18. Current State of Program Since the inception of the program (in mid 90s), the program has not changed structurally. This is in spite of significant changes in the computational and applications landscape. The program is largely viewed as an education program (as distinct from research Centers, for e.g., the Computational Research Institute) The primary role of the Program is to coordinate a set of courses across disciplines and to recruit students through a small set of fellowships (three).

19. CSE Related Peer Programs CSE @Purdue views programs at University of Texas (ICES), Stanford (CAAM), University of Illinois (CS&E), University of Maryland (UMIACS), and Georgia Tech as its peers. Each of these institutions has broader agendas, significantly larger pool of resources (dedicated faculty lines, research support, atleast 4x to 10x the budget), or fully dedicated Departments (GaTech). In view of this, it is unlikely that CSE@Purdue will maintain its premier position, unless critical steps are taken.

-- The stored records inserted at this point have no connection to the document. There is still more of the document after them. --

PR #121, opened 2026-07-07
fix: hoist curator fallback helper so the catch block can reach it

pnisarg:
## Summary

Fixes a `ReferenceError` crash that takes down the entire Pi process when the search curator's browser fails to auto-open — the common case in Docker, WSL, SSH, and other headless environments.

## Root cause

In `openCuratorBrowser` (`index.ts`), the `sendCuratorFallbackUpdate` helper is declared with `const` **inside** the `try` block, but it is invoked from the sibling `catch` block:

```ts
try {
  ...
  const sendCuratorFallbackUpdate = (message) => { ... }; // declared in try scope
  ...
  await openInBrowser(pi, handle.url);                    // throws in headless envs
} catch (err) {
  ...
  sendCuratorFallbackUpdate("...browser did not open..."); // not in scope here
}
```

`const`/`let` are block-scoped, so the identifier does not exist in the `catch` block. When `openInBrowser` throws (no display/browser available), the `catch` handler runs the intended graceful-fallback path and instead throws:

```
    at openCuratorBrowser (.../pi-web-access/index.ts)
```

Because this executes on an async tick with no surrounding handler, Pi treats it as an `uncaughtException` and exits. The error is masked on desktops where the browser opens successfully and the `catch` block never runs — it only manifests in headless environments, which is exactly where the fallback was meant to help.

Regression introduced in b50d118 (`fix: keep curator alive when browser open fails`).

## Fix

- Hoist `sendCuratorFallbackUpdate` to function scope (before the `try`) so both the `try` and `catch` blocks can reference it.
- Add an `if (!handle) return;` guard, since the helper is now declared before `handle` is assigned. The only caller already guards with `if (handle && ...)`, so behavior is unchanged.

## Tests

- Added a regression test in `test/curator-fallback.test.mjs` asserting the helper is declared before the `try` block. Verified it **fails** against current `main` and **passes** with this fix.
- Full suite green locally with dependencies installed (`npm test` → 70/70 pass).

## Reproduction

Run `web_search` (with the default browser-curator workflow) on any host with no reachable browser (Docker/WSL/SSH/headless). Before this fix, Pi crashes with the `ReferenceError` above instead of printing the manual curator URL.

### DIFF
--- a/CHANGELOG.md
+++ b/CHANGELOG.md
@@ -4,6 +4,9 @@ All notable changes to this project will be documented in this file.
 
 ## [Unreleased]
 
+### Fixed
+- Fixed a `ReferenceError: sendCuratorFallbackUpdate is not defined` crash that took down the whole process when the curator browser failed to auto-open (Docker, WSL, SSH, and headless environments). The fallback helper was declared inside the `try` block but called from the sibling `catch` block; it is now declared at function scope so the browser-open failure path resolves correctly.
+
 ## [0.13.0] - 2026-06-25
 
 ### Added
--- a/index.ts
+++ b/index.ts
@@ -964,6 +964,20 @@ export default function (pi: ExtensionAPI) {
 	async function openCuratorBrowser(callId: string, pc: PendingCurate, searchesComplete = true): Promise<void> {
 		if (pendingCurates.get(callId) !== pc) return;
 		let handle: CuratorServerHandle | null = null;
+		const sendCuratorFallbackUpdate = (message: string) => {
+			if (!handle) return;
+			pc.onUpdate?.({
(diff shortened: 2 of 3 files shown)


BeGild:
这个修复方案很好！加上了 handle 的空值守卫，并且有完整的回归测试和 CHANGELOG。

我在无头环境中也遇到了同样的 ReferenceError 崩溃，这个修复确实能解决问题。希望尽快合并！ 👍

nicobailon:
Thanks for the fix. I landed the same helper-scope repair in #147, with the regression test and changelog credit preserved, so I’m closing this PR as superseded by the maintainer replacement.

20. CSE – Strategic Opportunities Research is an integral component of graduate education. Is it beneficial to isolate education (CSE’s perceived mission) and research? All peer institutions have physical and academic presence for their programs. These are used to house researchers, development teams, visitors, etc., in addition to full-time academic personnel.

21. CSE – Broadening Horizons The application scope of CSE has broadened considerably since its inception. Among major new applications are life sciences (bioinformatics and computational biology), social sciences (social media and networking), economics and game theory, and cyber-physical systems. These applications are served by a fragmented set of stake-holders on campus. There is a critical need for strategic thinking and making more effective use of limited resources.

22. CSE Path Forward CSE @ Purdue cannot compete within the current three fellowship + administrative support model. The charter and goals of CSE programs nationwide are much broader and deeper. CSE must have a coherent strategy for broadly recruiting the best graduate students and researchers, providing a home for visitors and support staff, and must compete for and support large interdisciplinary computational efforts. Can CSE adopt a PULSE-like model?

23. CSE Path Forward The resources for necessary strategic retooling of CSE@Purdue currently exist within Purdue, but are dispersed in ways that are not efficient. CSE faculty have excelled in their mission thus far, have a demonstrated track record of success, and are able and willing to provide critically needed leadership. CSE is a source of considerable pride for Purdue, and must be fostered.